▶ What this task involves:
Please return only the lines from the one holding "No screen-composition contract: panels" through the one holding "panel into its", exactly as they appear in the records below, both ends included.

▶ Source information:
Issue #11, opened 2026-08-07
No screen-composition contract: panels cannot mix, inset, or overlap on one display


luofang34:
One registry, many shells, and still only one way to put panels on a display:
one panel per surface. Every consumer iterates the registry and renders each
panel into its own framebuffer (`tools/instrument-bench/src/main.rs:112-119`);
nothing specifies how a shell places several panels on one screen — side by
side, as an inset, or overlapping. So each shell would invent its own layout,
cross-shell identity would stop at the panel edge, and the compositor
obligations of AIR-HAZ-004 would be met ad hoc or not at all.

This issue specifies **screen composition as a contract above the scene IR**:
whole validated panel scenes, placed and stacked by declaration, with bounded
cost. No new opcode, no stream surgery. ("Composition" here is screen layout —
distinct from #6's composition of provider crates into a registry, which this
depends on.)

## Two walls the code already sets

- **Scene streams cannot be merged.** Each layer appears at most once per
  scene, strictly ascending
  (`crates/pilotage-instrument-scene/src/layer.rs:286-328`). Two panels'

▶ Output of the exercise:
No screen-composition contract: panels cannot mix, inset, or overlap on one display


luofang34:
One registry, many shells, and still only one way to put panels on a display:
one panel per surface. Every consumer iterates the registry and renders each
panel into its own framebuffer (`tools/instrument-bench/src/main.rs:112-119`);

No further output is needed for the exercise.